Cultural heritage and museology
Detection of alterations in historical violins with optical monitoring
Published on
Preventive conservation is the constant monitoring of the state of conservation of an artwork to reduce the risk of damage in order to minimise the necessity of restorations. Many methods have been proposed to achieve this goal, generally including a mix of different analytical techniques. In this work, we present two probabilistic clustering algorithms for the detection of alterations on varnished surfaces, in particular those of historical musical instruments. Both methods are based on the a-contrario framework and the Number of False Alarms (NFA) criterion.

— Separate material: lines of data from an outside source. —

PR #4141, opened 2017-08-27
pml_ucx: fix tag/context_id layout and upper bounds.

yosefe:

PR #4142, opened 2017-08-28
pml_ucx: fix tag/context_id layout and upper bounds.

yosefe:
picked from master #4141

### DIFF
--- a/ompi/mca/pml/ucx/pml_ucx_request.h
+++ b/ompi/mca/pml/ucx/pml_ucx_request.h
@@ -26,15 +26,15 @@ enum {
 /*
  * UCX tag structure:
  *
- * 01234567 01234567 01234567 01234567 01234567 01234567 01234567 01234567
- *                           |                          |
- *      message tag (24)     |     source rank (24)     |  context id (16)
- *                           |                          |
+ * 01234567 01234567 01234567 01234567 01234567 0123 4567 01234567 01234567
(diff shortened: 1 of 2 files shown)


yosefe:
@jladd-mlnx @miked-mellanox

ompi/mca/pml/ucx/pml_ucx_request.h
```diff
@@ -26,15 +26,15 @@ enum {
...
+ * 01234567 01234567 01234567 01234567 01234567 0123 4567 01234567 01234567
+ *                           |                      |
+ *      message tag (24)     |   source rank (20)   |     context id (20)
+ *                           |                      |
  */
 #define PML_UCX_TAG_BITS                       24
-#define PML_UCX_RANK_BITS                      24
-#define PML_UCX_CONTEXT_BITS                   16
-#define PML_UCX_ANY_SOURCE_MASK                0x800000000000fffful
+#define PML_UCX_RANK_BITS                      20
```
jladd-mlnx: Only 20 bits for ranks? So UCX PML will only support ~1 million ranks?

yosefe: yes

jladd-mlnx: For exascale it's not enough. Can we extend it later?

PR #4143, opened 2017-08-28

aravindksg:

GPU non-contiguous memory.

### DIFF
--- a/ompi/mca/pml/cm/pml_cm_recvreq.h
+++ b/ompi/mca/pml/cm/pml_cm_recvreq.h
@@ -13,6 +13,7 @@
  * Copyright (c) 2012      Sandia National Laboratories.  All rights reserved.
  * Copyright (c) 2015      Los Alamos National Security, LLC. All rights
  *                         reserved.
+ * Copyright (c) 2017      Intel, Inc. All rights reserved
  * $COPYRIGHT$
  *
  * Additional copyrights may follow
@@ -92,7 +93,8 @@ do {                                                                           \
                                            src,                         \
                                            datatype,                    \
                                            addr,                        \
-                                           count )                      \
+                                           count,                       \
+					   flags )                      \
 do {                                                                    \
     OMPI_REQUEST_INIT(&(request)->req_base.req_ompi, false);            \
     (request)->req_base.req_ompi.req_mpi_object.comm = comm;            \
@@ -108,12 +110,13 @@ do {                                                                    \
     } else {                                                            \
         ompi_proc = ompi_comm_peer_lookup( comm, src );                 \
     }                                                                   \
+    MCA_PML_CM_SWITCH_CUDA_CONVERTOR_OFF(flags, datatype, count);       \
     opal_convertor_copy_and_prepare_for_recv(                           \
                                   ompi_proc->super.proc_convertor,      \
                                   &(datatype->super),                   \
                                   count,                                \
                                   addr,                                 \
-                                  0,                                    \
+                                  flags,                                    \
                                   &(request)->req_base.req_convertor ); \
 } while(0)
 #else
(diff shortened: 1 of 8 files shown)


ompi/mca/pml/cm/pml_cm_request.h
```diff
@@ -53,4 +54,22 @@ struct mca_pml_cm_request_t {
...
 OBJ_CLASS_DECLARATION(mca_pml_cm_request_t);
 
+/*
+ * Avoid CUDA convertor inits only for contiguous memory and if indicated by
+ * the MTL. For non-contiguous memory, do not skip CUDA convertor init phases.
+ */
+#if OPAL_CUDA_SUPPORT
+#define MCA_PML_CM_SWITCH_CUDA_CONVERTOR_OFF(convertor)                         \
+    {                                                                           \
+        if (opal_datatype_is_contiguous_memory_layout(&datatype->super, count)  \
```
bosilca: This macro is context sensitive. datatype and count should be part of the arguments.

ompi/mca/pml/cm/pml_cm_recvreq.h
```diff
@@ -134,6 +137,7 @@ do {                                                                    \
     OBJ_RETAIN(comm);                                                   \
     OMPI_DATATYPE_RETAIN(datatype);                                     \
                                                                         \
+    MCA_PML_CM_SWITCH_CUDA_CONVERTOR_OFF(ompi_mpi_local_convertor);     \
```
bosilca: I don't think you should meddle with the global convertor, nor in fact with any convertor that does not belong to the MTL requests. I noticed that you also alter the ```ompi_proc->super.proc_convertor```, which is used as a master copy for the convertor and will be copied by all convertors for the peer.

Thus this patch might work for simple blocking applications, but it will not work for any multi-threaded scenarios (as you alter a convertor that will be used by multiple requests in same time instead of altering the convertor that belongs to the request).

matcabral: Hi @bosilca,  just be on the same page, you mean the flags should be set on ```&(request)->req_base.req_convertor``` , right?

bosilca: Yes, ```(request)->req_base.req_convertor``` is the convertor associate with each request.

matcabral: ok, will work with @aravindksg to update the patch. thanks!

aravindksg:
Updated the patch to address @bosilca 's concerns.

ompi/mca/pml/cm/pml_cm_request.h
```diff
@@ -53,4 +54,22 @@ struct mca_pml_cm_request_t {
...
+ * the MTL. For non-contiguous memory, do not skip CUDA convertor init phases.
+ */
+#if OPAL_CUDA_SUPPORT
+#define MCA_PML_CM_SWITCH_CUDA_CONVERTOR_OFF(flags, datatype, count)            \
+    {                                                                           \
+        if (opal_datatype_is_contiguous_memory_layout(&datatype->super, count)  \
+            && (ompi_mtl->mtl_flags & MCA_MTL_BASE_FLAG_CUDA_INIT_DISABLE)) {   \
+            flags |= CONVERTOR_SKIP_CUDA_INIT;                                  \
+        } else {                                                                \
+            flags &= ~CONVERTOR_SKIP_CUDA_INIT;                                 \
```
bosilca: The flag passed to opal_convertor_copy_and_prepare_for_* is added to the flags of the original convertor (via an or operation). Moreover, it seems you initialize ```flags``` to 0 in all cases, so I don't think there is a need to &~CONVERTOR_SKIP_CUDA_INIT here.

rhc54:
Thanks @bosilca - I'm commiting for @aravindksg as he doesn't yet have commit privileges.

PR #4119, opened 2017-08-21
remove nmcheck_prefix.pl test due to false positives

markalle:
This test has proven to produce too many false positives so far. I hope
to re-enable it in the future, but until it has a longer history of not
producing false postivies it doesn't need to produce false nuisance
failures for everybody.

PR #4145, opened 2017-08-29
Removing the symbol_name test from make check until it can be reworked.

gpaulsen:
Reworking this check in a script in this PR:
https://github.com/open-mpi/ompi/pull/4119


gpaulsen:
After 4119 was reworked, that was better than this PR.  So we accepted that, and removing this.

PR #4955, opened 2018-03-22
vader fix for 4937 (PPC wmb location)

### LINKED ISSUE #4937: v3.0.x vader on PPC (wmb moved to end of set_header)
This is for the v3.0.x branch.

I have some tests that fail with vader on PPC (pass on x86 due to more generous memory ordering rules there). It looks to me like one of the wmb calls has been moved. I don't have much knowledge of what vader's doing, but I'm guessing the use of the function mca_btl_vader_fbox_set_header() should boil down to
```
    set data
    wmb
    set header that says the data is there
```
but the fbox_set_header function has its wmb() call at the bottom so I think it's probably ending up as
```
    set data
    set header that says the data is there
    wmb
```
which wouldn't ensure the data is visible to the reader.

I can hit the problem using the below "maxsoak.c" testcase as
    mpicc -o x maxsoak.c
    mpirun -np 6 -mca pml ob1 -mca btl vader,self ./x
and the testcase will detect corruption.

For me the failure message from the testcase ends up something like
> 4: Invalid data: Act:525138 Exp:850 Peer:2 Datasize:32 Mult:50
I don't know the maxsoak.c testcase well, it's just something I know we didn't write so I don't have to go through any special approval process to share that code:
https://gist.github.com/markalle/a1c203297cb6af22a3fb5c24e62b2ba3

markalle:
I have some tests that failed on PPC with the recent vader changes.
I'm suspicious of the set_header() function where there's a wmb()
call that looks like it boils down to
    set some data
    set the header to indicate the data is available
    wmb
and I think the wmb needs to go up a line.

More details here:
    https://github.com/open-mpi/ompi/issues/4937
with a copy of the "maxsoak.c" testcase at
    https://gist.github.com/markalle/a1c203297cb6af22a3fb5c24e62b2ba3

Fixes #4937

### DIFF
--- a/opal/mca/btl/vader/btl_vader_fbox.h
+++ b/opal/mca/btl/vader/btl_vader_fbox.h
@@ -51,8 +51,8 @@ static inline void mca_btl_vader_fbox_set_header (mca_btl_vader_fbox_hdr_t *hdr,
                                                   uint16_t seq, uint32_t size)
 {
     mca_btl_vader_fbox_hdr_t tmp = {.data = {.tag = tag, .seq = seq, .size = size}};
-    hdr->ival = tmp.ival;
     opal_atomic_wmb ();
+    hdr->ival = tmp.ival;
 }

The first one tackles the problem of detecting changes between a pair of colour images by analysing their difference map. It considers simultaneously grey-level and spatial density information with a single background model. The second method works with a sequence of images and analyses the evolution of the changed areas between frames. Both methods are robust to noise and avoid parameter tuning as well as any assumption about the shape and size of the changed areas. In both cases, tests have been conducted on UV-induced fluorescence (UVIFL) image sequences included in the “Violins UVIFL imagery” dataset. UVIFL photography is a well-known diagnostic technique used to see details of a surface not perceivable with visible light. The obtained results prove the capability of the algorithm to properly detect the altered regions. Comparisons with other state-of-the-art clustering methods show improvement in both precision and recall.